Salah Baoendi started out his mathematical journey in Tunisia and so in that sense he was a minority. He rose to fame in France working in partial differential equations, and then specialized in several complex variables and moved to California. In France Salah learned bureaucratic technique. He was a micromanager and if he was convinced of the benefits and moral righteousness of a course of action, then he could pull all the stops and call in favors from his extensive network across the academic community in order to win any case. Since very few highly successful research mathematicians wanted to spend much of their time on administration, Salah was quite effective behind many a closed door and became popular because he could always score for the profession if needed such as when he headed up the commission to restore Rochester's mathematics department after some ignorant administrators thought they could do better without it.

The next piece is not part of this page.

Issue #405, opened 2017-09-15
Provide a thread-safe version of `AnalysisCallback`


jvican:
`AnalysisCallback` is as of now not thread-safe. In @dragos's words:
>  Since we run several workers at the same time, and each worker has its own Global and analysis extraction logic, they perform updates concurrently. We used to override the compileIncrementalTask and fork some parts of Sbt to get to call our own implementation, but I think there should be a cleaner way, especially since xscbti.AnalysisCallback is an interface so it would be nice to be able to provide a different implementation.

Salah was a long player, and made executive decisions whenever he saw fit. For example he liked to be seen to support undervalued women by inviting them to visit his department when they were in the States. One time when there was a woman speaker in the analysis seminar, there was a question from a member of the audience and the speaker did not appear to know the answer so the person who asked the question rephrased it believing the speaker had not understood. Salah however intervened. "Let her go!" he commanded. He won another case, sparing the speaker humiliation of being seen to not understand their field, showing that Baoendi had departmental authority, and putting an end to an interruption that was wasting audience time. What he did not do however, was supply the answer to the fundamental question, which had been eclipsed, and forgotten by most.

If Arlie Petters is still alive and his demise was only virtual, then perhaps putting him up alongside all these other math greats is going to inspire him to post an update and new profile picture. The internet believes he is far away in Abu Dhabi.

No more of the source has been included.